# See through leopard gecko heads!!



## dickvansheepcake (Jul 8, 2009)

This may already be a well known thing, but nobody told me about it!
I have just in the past week bought my first 2 leopard geckos and have found out that you can see in one ear and straight through their head to the other side!
Just wondered how many other people have noticed this?
It has kept me and my Mum entertained for quite a while looking through gecko heads!:blush:

Thanks, Jenny!


----------



## volly (Mar 6, 2009)

ha ha haaaaaaaaaaaa

i never knew that

i'll wait until mine wake up later and have a go, lol


----------



## Cheese (Mar 7, 2009)

Lol wierd isnt it :lol2:. Yer we noticed ours too when we first got them.

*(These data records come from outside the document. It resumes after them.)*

PR #497, opened 2026-09-11
fix: mark ripgrep no-match as completed

### LINKED ISSUE #468: Ripgrep no-match exit code 1 is translated into an ACP failed tool call
## Summary

`codex-acp` reports a ripgrep search that found nothing as a `failed` ACP tool call. Exit code 1 from ripgrep means "no matches were found." It is not an error. Codex marks every nonzero exit as a failure, and the adapter passes that status straight through.

ACP clients then give a successful negative search the same red failure treatment as a malformed regex, a missing path, a permission denial, or a process that never launched.

## Environment

- `@agentclientprotocol/codex-acp` 1.8.0
- Windows
- PowerShell
- Codex through ACP
- I hit this downstream in Codeg Desktop 0.30.2

## Reproduction

1. Start Codex through `codex-acp`.
2. Run a standalone search for a token that does not exist:

```powershell
rg -n "__definitely_absent_token__" README.md
```

3. The command writes nothing to stdout or stderr, and ripgrep exits 1.
4. Observe the ACP update:

```json
{
  "sessionUpdate": "tool_call_update",
  "status": "failed",
  "rawOutput": {
    "formatted_output": "",
    "exit_code": 1
  },
  "_meta": {
    "terminal_exit": {
      "exit_code": 1,
      "signal": null
    }
  }
}
```

## Repeated evidence

The same thing happened across several independent Codex ACP sessions. Three standalone `rg` searches exited 1 with empty output, and the adapter marked all three failed.

One compound command shows why you cannot simply remap every exit 1. An earlier command in the chain produced valid output, then a final no-match search set the shell's overall status.

Other transcripts cover malformed regexes, missing paths, and invalid Windows globs. Every one of those wrote a diagnostic. Those are real errors and should stay failures.

## Why it happens

Ripgrep documents these exit codes:

- `0`: a match was found
- `1`: no matches were found
- `2`: an error occurred

Codex classifies any nonzero shell exit as a failed command. openai/codex#8268 reports exactly this behavior upstream, and it is closed as not planned. That leaves the adapter as the practical place to fix it.

The adapter forwards the Codex item status directly:

- `src/CodexEventHandler.ts`, `completeCommandExecutionEvent`: `item.status === "completed" ? "completed" : "failed"`
- `src/CodexToolCallMapper.ts`, `createCommandExecutionCompleteUpdate`: the same mapping

Both paths keep `item.exitCode` and `item.aggregatedOutput`, and the opening command event carries the command text. That is enough to recognize a standalone `rg` no-match.

## Expected behavior

A standalone ripgrep search that exits 1 with no diagnostic should not go out as an ACP failure. Report it as a completed search that found nothing, and keep the real exit code in metadata.

If ACP has no neutral no-match state today, this mapping works:

- `status: "completed"`
- preserve `rawOutput.exit_code: 1`
- optionally add adapter metadata with `no_matches: true`

## Safety constraints

Please do not treat every exit code 1 as success. A fix needs to separate four cases:

1. standalone `rg` with matches, which is completed;
2. standalone `rg` with no matches and no diagnostics, which is completed with no match;
3. malformed regex, missing path, permission error, or launch error, which stay failures;
4. compound and pipelined commands, which keep the shell's semantics unless the final command can be classified safely.

Tests should cover the live event path and the history/replay mapping, so a reloaded session shows the same status as the live one.

## Impact

- ACP clients show misleading red failure states.
- Agents conclude that ripgrep or the environment is broken.
- Agents retry valid searches or fall back to slower file scanning.
- Tool-call status stops being a reliable signal when you review what an agent actually did.

kocaemre:
## Summary

- Treat standalone `rg`/`ripgrep` commands that exit 1 with no output as completed ACP tool calls instead of failures.
- Reuse the status mapping for both live command completion events and session-history replay.
- Keep diagnostics, exit code 2, and compound shell commands as failures.

Closes #468.

## Test Plan

- `npm test -- src/__tests__/CodexACPAgent/command-execution-status.test.ts`
- `npm run typecheck`
- `npm run build`
- `npm test`
- `git diff --check`

### DIFF
--- a/src/CodexEventHandler.ts
+++ b/src/CodexEventHandler.ts
@@ -39,6 +39,7 @@ import type {
     WarningNotification
 } from "./app-server/v2";
 import type { McpStartupCompleteEvent } from "./app-server/McpStartupCompleteEvent";
+import { commandExecutionAcpStatus } from "./CommandExecutionStatus";
 import {toTokenCount} from "./TokenCount";
 import {
     commandExecutionUsesTerminalOutput,
@@ -1009,7 +1010,7 @@ export class CodexEventHandler {
         const update: UpdateSessionEvent = {
             sessionUpdate: "tool_call_update",
             toolCallId: item.id,
-            status: item.status === "completed" ? "completed" : "failed",
+            status: commandExecutionAcpStatus(item),
             rawOutput: {
                 formatted_output: item.aggregatedOutput ?? "",
                 exit_code: item.exitCode
--- a/src/CodexToolCallMapper.ts
+++ b/src/CodexToolCallMapper.ts
@@ -4,6 +4,7 @@ import { readFile } from "node:fs/promises";
 import path from "node:path";
 import type { UpdateSessionEvent } from "./ACPSessionConnection";
 import { stripShellPrefix } from "./CommandUtils";
+import { commandExecutionAcpStatus } from "./CommandExecutionStatus";
 import type {
     FuzzyFileSearchSessionCompletedNotification,
     FuzzyFileSearchSessionUpdatedNotification
@@ -110,7 +111,7 @@ export function createCommandExecutionCompleteUpdate(
     const update: UpdateSessionEvent = {
         sessionUpdate: "tool_call_update",
         toolCallId: item.id,
-        status: item.status === "completed" ? "completed" : "failed",
+        status: commandExecutionAcpStatus(item),
         rawOutput: {
             formatted_output: item.aggregatedOutput ?? "",
             exit_code: item.exitCode,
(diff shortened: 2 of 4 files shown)


kocaemre:
I rebased this fix onto current `main`, but this PR's GitHub head stayed pinned to the old `f24cd47` even after the fork branch updated to `5e2be67` (`git ls-remote` and the fork branch API both show the new SHA while the PR API still reports the old SHA).

To avoid leaving a conflicting/stale PR open, I opened a fresh replacement PR with the same focused fix and current-base validation: #535.

Closing this one in favor of #535.

PR #515, opened 2026-09-14
feat: Add experimental ACP session compaction updates

benbrandt:
Implements the agent side of the proposed RFD, gated by the capability


nikita-ashihmin:
Hi we hacve added similar for jetbrains air we need to merge if use standard solution

benbrandt:
yes I tried to keep the old solution there if the client does not expose the new capability

benbrandt:
I have checked that this will only affect client that advertise the capability, so should be safe enough and AIR will be able to opt-in when ready

PR #517, opened 2026-09-15
feat: await requested MCP servers startup outcome on new session start

EugeneTheDev:
Currently, session/new starts a new thread and processes incoming requests immediately, without waiting for the requested MCP servers to be ready. Introduce await when starting/resuming/forking a session to make sure all MCPs are available before the first user request.


src/CodexAcpServer.ts
```diff
@@ -702,12 +702,25 @@ export class CodexAcpServer {
...
+                await pendingStartup.startup;
+            } catch (err) {
+                if (this.pendingMcpStartupSessions.get(sessionId) === pendingStartup) {
+                    this.pendingMcpStartupSessions.delete(sessionId);
+                }
+                throw err;
+            }
+            if (canPublishSessionUpdates) {
+                this.publishMcpStartupStatusAsync(sessionId);
+            }
```
Rizzen, line 723: As far as I understand - in case we have any MCP servers - we wait for their init always and for unbounded time. Two questions/concerns:
1. Maybe we want to make that wait optional or opt-out?
2. It might be better to introduce some waiting timeout here

What do you think?

Rizzen (changes requested):

PR #518, opened 2026-09-15
perf: derive file change reports from turn diffs

nikita-ashihmin:
## Summary
- derive the existing AIR `agentFileChangeReport` from Codex `turn/diff/updated` snapshots
- remove the hidden ephemeral fork and extra model turn
- preserve the version-1 wire contract and path normalization limits
- cover aggregated snapshots, renames, binary files, quoted paths, cancellation, and failures

## Validation
- `npm run typecheck`
- `npm test` (660 passed, 26 skipped)
- `npm run build`
- `git diff --check`


nikita-ashihmin:
Reviewed the latest multi-environment finding and found it non-actionable for this adapter. Codex 0.154 app-server `ThreadStartParams` and `TurnStartParams` expose no environment-selection field, and codex-acp does not call any environment-selection API; its turns use the single local environment created from `cwd` plus workspace roots. The multi-environment prefixing branch in core is therefore not reachable through this ACP request surface. No code change was made for that hypothetical mode.

nikita-ashihmin:
Reviewed the latest empty-aggregate finding against the pinned Codex 0.154 source. It is not reproducible: `emit_patch_end` records `had_unified_diff` before applying the next delta and emits when `tracker_changed && (had_unified_diff || unified_diff.is_some())`, passing `unified_diff.unwrap_or_default()`. A non-empty → empty transition therefore emits `turn/diff/updated` with `diff: ""`; app-server forwards that value unchanged. Codex also has explicit `net_zero_patch_emits_empty_turn_diff` and `invalidation_emits_empty_turn_diff` tests. The adapter already replaces its cached value on empty snapshots and tests that behavior. I added a source-specific code comment and clarified the regression-test name in 6f7e8bb; no lifecycle workaround is needed.

Issue #329, opened 2018-01-29
chrome.loadTimes() is deprecated


t27duck:
Latest Chrome version (version 64) is bringing up depreciation warning regarding the use of `chrome.loadTimes()`

![chrome-dep](https://user-images.githubusercontent.com/545604/35510207-3c6ad9d0-04c5-11e8-8010-1e60687365da.png)

Relevant Chrome information page: https://www.chromestatus.com/features/5637885046816768

Relivant line in includes.js (in master): https://github.com/MiniProfiler/rack-mini-profiler/blob/master/lib/html/includes.js#L113

SamSaffron:
Would love a PR to fix this.

MikeRogers0:
I'd love to open a PR for this, I think replacing https://github.com/MiniProfiler/rack-mini-profiler/blob/master/lib/html/includes.js#L113-L122 with:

They can also scrunch up there ears to close them...say if they get wet or touched. :2thumb:


----------



## dickvansheepcake (Jul 8, 2009)

ha ha wow! will look out for that one!:2thumb:


----------



## xautomaticflowersx (Sep 7, 2009)

Lol... it's definitely interesting. I remember when my leopard gecko was a baby and I held her up to the window to show my mum the 'ear thing'. It completely freaked her out... I think she even used the word 'disgusting'. She's not that easily shocked/disturbed so I rather enjoyed it! :lol2:


----------



## jennlovesfrogs (Jan 22, 2009)

hahaha, I noticed this when I first got my geckos too, it's a bit strange isn't it! lol.


----------



## Nicquita (Mar 14, 2009)

i noticed that. it amused me for quite a while. still surprises me occasionally = p


----------



## THEHANDOFOMEGA (Apr 16, 2009)

With a bit of string they make excellent christmas decorations. Seriously though I took my first one to a vets because I thought it cant be true.


----------